Growing businesses may well need other features. They might require flexible, reconfigurable space that they can walk away from if things do not work out for them. From a real estate owner’s perspective, this hardly sounds like good business. Capital investment in buildings means that owners must extract the maximum return from a relatively expensive product, for which a future market is uncertain. Owners are looking generally for a safe return on investment. Regarding these issues as problems means that nothing is done to satisfy the underlying needs outlined above.

The challenge is to turn problems into solutions, by providing a product that can be provided in days, in any reasonable location, in a form that will satisfy planner’s requirements and which can be adapted or removed in a few years’ time.

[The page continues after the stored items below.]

PR #12237, opened 2025-03-17
Konsti/reject incoherent source dist

konstin:
Reject all cases where a source distribution builds into a wheel of a different version than was locked in the lockfile.

As an example:

```toml
[[package]]
name = "sniffio"
version = "2.3.4"
source = { url = "https://files.pythonhosted.org/packages/a2/87/a6771e1546d97e7e041b6ae58d80074f81b7d5121207425c964ddf5cfdbd/sniffio-1.3.1.tar.gz" }
sdist = { hash = "sha256:f4324edc670a0f49750a81b895f35c3adb843cca46f0530f79fc1babb23789dc" }
```

This now fails with:

```
  × Failed to download and build `sniffio @
  │ https://files.pythonhosted.org/packages/a2/87/a6771e1546d97e7e041b6ae58d80074f81b7d5121207425c964ddf5cfdbd/sniffio-1.3.1.tar.gz`
  ╰─▶ Package metadata version `1.3.1` does not match given version `2.3.4`
  help: `sniffio` was included because `foo` (v0.1.0) depends on `sniffio`
```

The potential clash could be with git dependencies that use a version-from-git integration. I.e., with the change, we're enforcing coherence where we've been previously lenient. It is on the other hand the only good option for catching errors such as https://github.com/astral-sh/uv/issues/12164 for source distributions.

Needs tests.

### DIFF
--- a/crates/uv-installer/src/plan.rs
+++ b/crates/uv-installer/src/plan.rs
@@ -264,7 +264,11 @@ impl<'a> Planner<'a> {
                     // Find the most-compatible wheel from the cache, since we don't know
                     // the filename in advance.
                     if let Some(wheel) = built_index.url(sdist)? {
-                        if wheel.filename.name == sdist.name {
+                        if wheel.filename.name == sdist.name
+                            && dist
+                                .version()
+                                .is_some_and(|version| version == &wheel.filename.version)
+                        {
                             let cached_dist = wheel.into_url_dist(sdist);
                             debug!("URL source requirement already cached: {cached_dist}");
                             cached.push(CachedDist::Url(cached_dist));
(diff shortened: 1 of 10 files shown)


crates/uv-installer/src/plan.rs
```diff
@@ -264,7 +264,11 @@ impl<'a> Planner<'a> {
                     // Find the most-compatible wheel from the cache, since we don't know
                     // the filename in advance.
                     if let Some(wheel) = built_index.url(sdist)? {
-                        if wheel.filename.name == sdist.name {
+                        if wheel.filename.name == sdist.name
```
jtfmumm, line 267: These will be false if we don't know the sdist version, right? Should we instead maintain the old behavior in that case?

Something like:
```
if wheel.filename.name == sdist.name
  && dist.version().map_or(true, |version| version == &wheel.filename.version)
```

PR #12240, opened 2025-03-17
Support modules with different casing in build backend

### LINKED ISSUE #12187: uv_build Error when the folder name is capitalized
### Summary

when i run 
```bash
uv build
```
and the
```toml
build-backend = "uv_build"
```

pyproject.toml
```toml
[project]
name = "Transcriber"
version = "0.1.5"
description = "A simple tool to transcribe audio files"
readme = "README.md"
authors = [
    { name = "NourEldin", email = "noureldin.osama.saad@gmail.com" }
]
requires-python = ">=3.11"
dependencies = [
    "faster-whisper>=1.1.1",
    "openai-whisper>=20240930",
    "pydantic-settings>=2.7.1",
    "python-docx>=1.1.2",
    "rich>=13.9.4",
    "stable-ts>=2.18.3",
    "yt-dlp==2025.1.15",
]

[project.scripts]
transcribe = "Transcriber.transcriber:transcribe"

[build-system]
requires = ["uv_build"]
build-backend = "uv_build"
```

the code for the package is in in `src\Transcriber`

terminal output
```
N:\Transcriber> uv build
Building wheel from source distribution...
Error: Expected a Python module with an `__init__.py` at: `src\transcriber`
  × Failed to build `N:\Transcriber`
  ╰─▶ Call to `uv_build.build_wheel` failed (exit code: 1)
```

but if i changed the package folder to `src\transcriber` it works

also this is works when and folder = `src\Transcriber` 
```toml
```
 

### Platform

Microsoft Windows 11 Pro x86_64

### Version

uv 0.6.5 (bcbcd0a1e 2025-03-06)

### Python version

Python 3.11.10

konstin:
Match the module name to its module directory with potentially different casing.

For example, a package may have the dist-info-normalized package name `pil_util`, but the importable module is named `PIL_util`.

We get the module name either as dist-info-normalized package name, or explicitly from the user. For dist-info-normalizing a package name, the rules are lowercasing, replacing `.` with `_` and replace `-` with `_`. Since `.` and `-` are not allowed in module names, we can check whether a directory name matches our expected module name by lowercasing it.

Fixes #12187


crates/uv-build-backend/src/wheel.rs
```diff
@@ -243,6 +241,38 @@ fn write_wheel(
...
+///
+/// We get the module either as dist-info-normalized package name, or explicitly from the user.
+/// For dist-info-normalizing a package name, the rules are lowercasing, replacing `.` with `_` and
+/// replace `-` with `_`. Since `.` and `-` are not allowed in module names, we can check whether a
+/// directory name matches our expected module name by lowercasing it.
+fn find_module_root(src_root: &Path, module_name: Identifier) -> Result<PathBuf, Error> {
+    let normalized = module_name.to_string();
+    let modules = fs_err::read_dir(src_root)?
+        .filter_ok(|entry| {
+            entry.file_name().to_string_lossy().to_lowercase() == normalized
```
charliermarsh, line 257: You can probably use `to_str` here since if it's not Unicode it would never match, right?

crates/uv-build-backend/src/wheel.rs
```diff
@@ -243,6 +241,38 @@ fn write_wheel(
...
+                && entry.path().join("__init__.py").is_file()
+        })
+        .map_ok(|entry| entry.path())
+        .collect::<Result<Vec<_>, _>>()?;
+    match modules.as_slice() {
+        [] => Err(Error::MissingModule {
+            module_name,
+            project_src: src_root.to_path_buf(),
+        }),
```
charliermarsh, line 266: I would suggest adding an error for the case in which a matching directory exists, but there's no `__init__.py` file.

NourEldin-Osama:
May I ask when this pull request will get merged?

charliermarsh (approved):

To make this work requires more than trying to refine the existing product – a lightweight construction system, probably modularised, that can be assembled and then disassembled a few years later. It demands that the whole process be rethought, from identifying customer preferences, through design and production and into a use phase lasting a few years only, to adaptation of the building insitu or dismantling, refitting and relocating it elsewhere. The product has to be designed for this life cycle, with a clear plan for how it will be reused at the end of a specified period. It is not about designing buildings that could become permanent features, at a lower capital cost, but about how good quality buildings can be provided for relatively short periods without looking like sheds.

This approach requires total control over the process to recreate modularised buildings that can be fabricated and shipped within days to almost any location, where they can be managed for a specified term and then reused. This is not about reducing the building to its constituent materials, but creating a product with a new lease of life in another place for, possibly, a different use.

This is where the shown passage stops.